Ainda que o que escrevi esteja razoavelmente exposto, perde seu inteiro significado se não levarmos em conta três realidades de infinita relevância, a saber:
- a existência do Mal
- a liberdade do homem
- a pessoa do Cristo, Nosso Senhor,
três realidades que se conjugam para dar à nossa vida seu verdadeiro sentido, três realidades que, se nós as esquecermos, de repente podemos nos tornar meros moralistas analisando problemas humanos.

Posso fazer uma análise minuciosa, bem cartesiana, para explicar, por exemplo, por que uma certa pessoa minha conhecida costuma agir desta ou daquela criticável maneira.Posso elaborar sua biografia e traçar seu perfeito retrato psicológico.Tudo isso vai explicar, sem nenhuma dúvida, o porquê do comportamento desagradável ou agressivo da tal pessoa.E daí? Ficará sempre esta interrogação incômoda e sem resposta conclusiva: por que existe o mal no mundo.Por que existem pessoas más no mundo? Por que, entre milhares de pessoas que conheço, justamente aquela a que me refiro foge do que se costuma chamar um padrão de normalidade ?

Correlato com esse angustiante mistério do mal, surge agora o da liberdade humana.Se não a levarmos em conta, como colocar culpa em alguém por alguma coisa errada que essa pessoa tenha feito? Com que fundamento, pergunto, podemos nos queixar, por exemplo, dos bandidos que infernizam a vida das famílias residentes na pobre cidade do Rio de Janeiro? Se esses facínoras não agem com plena liberdade quando agridem e matam pobres idosos indefesos, como poderemos desejar que sejam punidos? Que sentido terá essa punição?

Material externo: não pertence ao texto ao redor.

PR #1411, opened 2025-01-20
chore: update godoc and configure a new linter

ccoVeille:
I'm enabling a rule that is disabled by default by golangci-lint

the rule is useful for well-structured project like gofr

It would avoid some errors in godoc

### DIFF
--- a/.golangci.yml
+++ b/.golangci.yml
@@ -68,6 +68,12 @@ linters-settings:
       - name: error-return
       - name: error-strings
       - name: errorf
+      - name: exported
+        arguments:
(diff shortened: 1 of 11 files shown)


ccoVeille:
Note for myself, there is something strange with the project, I will have to take a look later

But for now, it's easy to reproduce the issue locally by launching something like this

```bash
for f in $(find -name 'go.mod' | xargs dirname); do cd $f ; golangci-lint run ./... ; cd - > /dev/null ; done
```

Umang01-hash:
The work of this PR has been addressed and continued in PR #1436.

PR #1474, opened 2025-02-10
Storing the number of running GoFr servers

### LINKED ISSUE #1393: Display Active User Count on Website When GoFr Server is Running
**Description:** When a GoFr server is started, a ping should be sent to the GoFr website , say `/ping` endpoint, to update and display the current active user count in real-time. 

**Proposed Feature:**

- When a GoFr server starts, it sends a ping request to a designated API endpoint on the GoFr website, which will record and update the active user count.
- The website should display this active user count on the `/ping` status page.
- The active user count should be updated periodically (e.g., every 30 seconds) to reflect the number of currently running GoFr servers.

**Additional Notes:**
- Ensure that user privacy is respected, and no personal data is exposed in the process of counting active users.
- Consider rate-limiting the pings to prevent overloading the server.

coolwednesday:
## Pull Request Template

**Description:**
- Closes #1393 
- This [PR](https://github.com/gofr-dev/website/pull/153) must be closed after this PR.
- After merging this PR, we need to track the count of pings sent here to ensure real-time insights are reflected on our Grafana dashboard.

**Checklist:**


pkg/gofr/gofr.go
```diff
@@ -42,6 +42,11 @@ const (
 	gofrTraceExporter      = "gofr"
 	gofrTracerURL          = "https://tracer.gofr.dev"
 	checkPortTimeout       = 2 * time.Second
+	gofrHost               = "https://gofr.dev"
+	startServerPing        = "/api/ping/up"
+	shutServerPing         = "/api/ping/down"
+	pingTimeout            = 5 * time.Second
+	TelemetryTrue          = "true"
```
Umang01-hash, line 49: Can we rename it to `defaultTelemetry` instead?

pkg/gofr/gofr_test.go
```diff
@@ -71,6 +71,56 @@ func TestGoFr_isPortAvailable(t *testing.T) {
...
+	tests := []struct {
+		name           string
+		input          string
+		expectedURL    string
+		expectedMethod string
+		mockStatus     int
+	}{
+		{"Ping Start Server", "start", gofrHost + startServerPing, http.MethodGet, http.StatusOK},
+		{"Ping Shut Server", "stop", gofrHost + shutServerPing, http.MethodGet, http.StatusOK},
+	}
```
Umang01-hash, line 97: Since the values of `expectedMethod` and `mockStatus` is same in both the test cases we can remove these fields.

examples/grpc/grpc-server/main_test.go
```diff
@@ -19,7 +19,7 @@ func TestGRPCServer(t *testing.T) {
 	host := configs.GRPCHost
 
 	go main()
-	time.Sleep(100 * time.Millisecond)
+	time.Sleep(1000 * time.Millisecond)
```
Umang01-hash, line 22: Why we have did this? Can you please explain

Umang01-hash (changes requested):

pkg/gofr/gofr.go
```diff
@@ -224,6 +237,33 @@ func (a *App) Run() {
...
 }
 
+func (a *App) pingGoFr(client *http.Client, s string) {
+	url := fmt.Sprint(gofrHost, shutServerPing)
+
+	if s == "start" {
+		url = fmt.Sprint(gofrHost, startServerPing)
+
+		a.container.Info("GoFr tracks running servers via telemetry. Set GOFR_TELEMETRY=false in configs to disable it.")
+	}
```
ccoVeille, line 247: the same code is duplicated to check the variable in current implementation 

I suggest either 
- having a `func (a *App) hasTelemetry() bool`
- always calling pingGofr, and check for GOFR_TELEMETRY then return

pkg/gofr/gofr.go
```diff
@@ -224,6 +237,33 @@ func (a *App) Run() {
 	wg.Wait()
 }
 
+func (a *App) pingGoFr(client *http.Client, s string) {
```
ccoVeille, line 240: Here are some suggestions for a better name

```suggestion
func (a *App) handleTelemetry(client *http.Client, s string) {
```

Or


```suggestion
func (a *App) sendTelemetry(client *http.Client, s string) {
```

ccoVeille, line 240: I'm not fan of a string here, using a iota and constant might be better

pkg/gofr/gofr.go
```diff
@@ -224,6 +237,33 @@ func (a *App) Run() {
...
+	url := fmt.Sprint(gofrHost, shutServerPing)
+
+	if s == "start" {
+		url = fmt.Sprint(gofrHost, startServerPing)
+
+		a.container.Info("GoFr tracks running servers via telemetry. Set GOFR_TELEMETRY=false in configs to disable it.")
+	}
+
+	ctx, cancel := context.WithTimeout(context.Background(), pingTimeout)
```
ccoVeille, line 249:
```suggestion
func (a *App) pingGoFr(ctx context.Context, client *http.Client, s string) {
	url := fmt.Sprint(gofrHost, shutServerPing)

	if s == "start" {
		url = fmt.Sprint(gofrHost, startServerPing)

		a.container.Info("GoFr tracks running servers via telemetry. Set GOFR_TELEMETRY=false in configs to disable it.")
	}

	ctx, cancel := context.WithTimeout(context.WithoutCancel(), pingTimeout)
```

You should receive the context from the caller, that's the way to do

pkg/gofr/gofr.go
```diff
@@ -224,6 +237,33 @@ func (a *App) Run() {
...
+	if err != nil {
+		return
+	}
+
+	req.Header.Set("Connection", "close")
+
+	resp, err := client.Do(req)
+	if err != nil {
+		return
+	}
```
ccoVeille, line 262: The error should be logged, either with a warning level or a debug

pkg/gofr/gofr.go
coolwednesday: It is an independent call, does not need to have access to the existing context.

Umang01-hash (dismissed):

pkg/gofr/gofr.go
```diff
@@ -224,6 +239,41 @@ func (a *App) Run() {
 	wg.Wait()
 }
 
+func (a *App) hasTelemetry() bool {
+	return a.Config.GetOrDefault("GOFR_TELEMETRY", "true") == defaultTelemetry
+}
```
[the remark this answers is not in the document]
coolwednesday: It looks like a bit over-engineering to me. If user does mention this config, I am assuming it will be from the intent of diasabling it.

ccoVeille, line 244: If it's the default value,it should be this no?


```suggestion
func (a *App) hasTelemetry() bool {
	return a.Config.GetOrDefault("GOFR_TELEMETRY", defaultTelemetry) == "true"
}
```

pkg/gofr/gofr.go
```diff
@@ -224,6 +237,33 @@ func (a *App) Run() {
...
+	}
+
+	req.Header.Set("Connection", "close")
+
+	resp, err := client.Do(req)
+	if err != nil {
+		return
+	}
+
+	resp.Body.Close()
```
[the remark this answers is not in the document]
coolwednesday: https://github.com/gofr-dev/gofr/pull/1474#discussion_r1959112262

Umang01-hash (approved):

Umang01-hash (approved):

PR #1506, opened 2025-02-19
add validatePath method to sanitize fileNames

Umang01-hash:


coolwednesday (approved):

aryanmehrotra:
this will be breaking change as it is bringing a strict change on how path's are given by the user i.e we are not allowing user to give relative path and only relying on strict path.

PR #1510, opened 2025-02-20
Fix/mqtt default subscription

Umang01-hash:
## Pull Request Template

**Description:**

-   Add `IsConnected()` method to all pub-sub clients so that during subscription we can have a check of it before actually trying to subscribe.
- Add **retryConnect** to default MQTT client so that re-subscription happens after defaultClient reconnects. 

**Checklist:**


coolwednesday (approved):

vikash:
This looks unnecessary to be exposed. Subscribe can internally decide this. @Umang01-hash

Umang01-hash:
> This looks unnecessary to be exposed. Subscribe can internally decide this. @Umang01-hash 

Sure @vikash will do it internally.

coolwednesday (changes requested):
If we are internally checking whether the client is connected or not...the IsConnected() function should be unexported.

pkg/gofr/datasource/pubsub/google/google.go
```diff
@@ -333,3 +339,17 @@ func retryConnect(conf Config, logger pubsub.Logger, g *googleClient) {
 		time.Sleep(defaultRetryInterval)
 	}
 }
+
+func (g *googleClient) IsConnected() bool {
```
aryanmehrotra, line 343: this can be unexported is not being used outside

aryanmehrotra (changes requested):

pkg/gofr/datasource/pubsub/google/google.go
Umang01-hash: sure done

Umang01-hash:
> If we are internally checking whether the client is connected or not...the `IsConnected()` function should be unexported.

Sure done.

aryanmehrotra (approved):

PR #1518, opened 2025-02-24
719 refactoring gofr.go file

vikash:
Just broken down the gofr.go files into multiple files for now. Because refactoring needs to be done carefully but at the same time, we would want to merge changes as soon as possible. Every change in future might potentially make the issue larger. This should be fairly straight forward to merge for now. Eventually we need to also break down the relevant tests and figure out opportunities to create sub-packages wherever possible.


Umang01-hash:
> @coolwednesday @Umang01-hash - can we please do this one first as we wouldn't want gofr.go files to keep on increasing. 

Sure we will prioritise it and will fix it.

vikash:
Screenshot 2025-02-24 at 11 04 17 PM

Linter is not working properly on my system. While I debug this, feel free to take this PR forward by editing the files.

vikash:
Finally passed all checks. Merging.

PR #1529, opened 2025-02-26
En/graceful shutdown config

### LINKED ISSUE #1508: Complete inflight requests after SIGTERM
Unless I'm mistaken, when a SIGTERM is recieved gofr immediately exits closing all connections.

Would it be possible to gracefully handle the shutdown?

Off the top of my head the following might be useful, especially for those of us who plan to scale up/down:
- Ability to set a threshold (seconds) where gofr will still accept new connections after a sigterm
- Ability to set a threshold (seconds) where gofr will continue to handle inflight requests after the threshold for new connections (above)

Traefik's lifecycle procedure might be a good example of how it could be handled: https://doc.traefik.io/traefik/routing/entrypoints/#lifecycle

Umang01-hash:
## Pull Request Template

**Description:**

-   Closes #1508.
- Introduces a new config `SHUTDOWN_GRACE_PERIOD` to change the default graceful shutdown timeout from **30sec.**

**Checklist:**


pkg/gofr/run.go
```diff
@@ -19,19 +19,31 @@ func (a *App) Run() {
 	ctx, stop := signal.NotifyContext(context.Background(), os.Interrupt, syscall.SIGINT, syscall.SIGTERM)
 	defer stop()
 
+	timeout, err := getShutdownTimeoutFromConfig(a.Config)
+	if err != nil {
+		a.Logger().Errorf("error parsing value of shutdown timeout from config: %v. Setting default timeout of 30 sec.", err)
+
+		timeout = shutDownTimeout
```
coolwednesday, line 26: As we are setting the timeout in function while sending the error. Again setting it here, doesn't seem required.

pkg/gofr/run.go
```diff
@@ -19,19 +19,31 @@ func (a *App) Run() {
...
+	}
+
 	// Goroutine to handle shutdown when context is canceled
 	go func() {
 		<-ctx.Done()
 
 		// Create a shutdown context with a timeout
-		shutdownCtx, done := context.WithTimeout(context.WithoutCancel(ctx), shutDownTimeout)
+		shutdownCtx, done := context.WithTimeout(context.Background(), timeout)
```
aryanmehrotra, line 34: why did we change the context?

aryanmehrotra (changes requested):

pkg/gofr/run.go
Umang01-hash: In the original code, `context.WithoutCance`l was used to ensure the shutdown process had a fixed timeout (**shutDownTimeout**) to complete before termination.

In the updated code, the `getShutdownTimeoutFromConfig` function fetches the shutdown timeout from the configuration, allowing it to be configurable. 

If `context.WithCancel` were used instead, the shutdown context would be canceled when the parent context is canceled, potentially cutting short the shutdown process and not respecting the full timeout value.

pkg/gofr/run.go
Umang01-hash: done resolved.

pkg/gofr/run.go
Umang01-hash: corrected

aryanmehrotra (approved):

PR #1530, opened 2025-02-26
Rearranging Middlewares to allow Authentication before setting WebSocket Conn

### LINKED ISSUE #1526: Cannot Close websocket conneciton in case of unauthorised request
**Describe the bug**
I have validations set for my server to authorise users based on Bearer tokens, when using the websocket, The server is showing connection successfull and I get error logs for connection highjack because I am writing 401 errors to the response writter. 

Even If I ignore the un-authorized request and not move forward, the connection remains open.

**To Reproduce**
Add a middleware which returns and writes to the http.ResponseWriter and hijack can be reproduced.
Check for authorization and return without calling inner.ServeHTTP(w,r), the connection to websocket remains open.

1. The code is

   ```go
   
   ```

2. The error is

   ```
   
   ```

**Expected behavior**
I should be able to get the connection in middleware for the particular websocket request and close connection in case of unauthorised request

**Screenshots**

- OS: [e.g. Linux]
- gofr version [e.g. v1.5.0]
- go version [e.g. 1.21]

**More description**

coolwednesday:
- Closes #1526 
- As websocket connection does not inherently provide authentication support. It is favourable to authenticate before starting a websocket connection. This can only be done, if user's added authentication or other middlewares are executed before, upgrading to a websocket connection. This PR addresses the same.


Umang01-hash (changes requested):

Umang01-hash (approved):

pkg/gofr/run.go
```diff
@@ -19,6 +21,18 @@ func (a *App) Run() {
...
+	//	WebSocket connections do not inherently support authentication mechanisms.
+	//	It is recommended to authenticate users before upgrading to a WebSocket connection.
+	//	Hence, we are registering middlewares here, to ensure that authentication or other
+	//	middleware logic is executed during the initial HTTP handshake request, prior to upgrading
+	//	the connection to WebSocket.
+	if a.httpServer != nil {
+		a.httpServer.router.Use(middleware.WSHandlerUpgrade(a.container, a.httpServer.ws))
+		a.httpServer.router.Use(middleware.Logging(a.Logger()))
+		a.httpServer.router.Use(middleware.Metrics(a.Metrics()))
+	}
```
aryanmehrotra, line 34: When other default middleware's are being registered in httpServer, we should not be registering any default middleware here.

aryanmehrotra (changes requested):

pkg/gofr/run.go
coolwednesday: I have added a developer note ... explaining the necessity to register it here ....

aryanmehrotra (dismissed):

aryanmehrotra (dismissed):

pkg/gofr/context_test.go
```diff
@@ -78,42 +79,40 @@ func TestContext_AddTrace(t *testing.T) {
...
 	defer ws.Close()
 
 	_, message, err := ws.ReadMessage()
-	require.NoError(t, err)
+	require.NoError(t, err, "Failed to read WebSocket message")
 
-	expectedResponse := "Hello! GoFr"
-	assert.Equal(t, expectedResponse, string(message))
+	expected := "Hello! GoFr"
+	assert.Equal(t, expected, string(message))
```
Umang01-hash, line 115: I think instead of using the expected variable we can directly compare the strings here.

pkg/gofr/context_test.go
```diff
@@ -78,42 +79,40 @@ func TestContext_AddTrace(t *testing.T) {
...
 
 		// TODO: returning error here to close the connection to the websocket
 		// as the websocket close error is not caught because we are using no bind function here.
 		// this must not be necessary. We should put an actual check in handleWebSocketConnection method instead.
-		return nil, &websocket.CloseError{Code: websocket.CloseNormalClosure, Text: "Error closing"}
+		return "", &websocket.CloseError{Code: websocket.CloseNormalClosure, Text: "Closing"}
 	})
 
 	go app.Run()
+	time.Sleep(200 * time.Millisecond) // Wait for the server to boot
```
Umang01-hash, line 101: Can we use a lesser sleep time maybe `100 milliseconds`?

pkg/gofr/http_server_test.go
```diff
@@ -40,13 +57,13 @@ func TestRun_ServerStartsListening(t *testing.T) {
...
 	// Start the server
-	go server.Run(c)
+	go server.run(c, middleware.GetConfigs(getConfigs(t)))
 
 	// Wait for the server to start listening
 	time.Sleep(100 * time.Millisecond)
 
 	var netClient = &http.Client{
-		Timeout: 200 * time.Millisecond,
+		Timeout: 200 * time.Second,
```
Umang01-hash, line 66: Can we use a lesser time here also

Umang01-hash (approved):

aryanmehrotra (approved):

Por último – mas não menos importante – vem a pergunta-chave:
- em todas essas famílias a que me referi no “post” de ontem, o que representa para elas a pessoa de Jesus Cristo? Se as pessoas nessas famílias conseguissem reservar para si um certo tempo de solidão e de silêncio, como responderiam para si próprias esta nuclear interrogação:
- quem é Jesus Cristo para mim?
Talvez o grande mérito dos escritos do padre John O’Donohue seja mesmo o de sugerir poeticamente que nos isolemos de vez em quando para prestarmos total atenção ao mistério da vida e respondermos honestamente a esta essencial pergunta.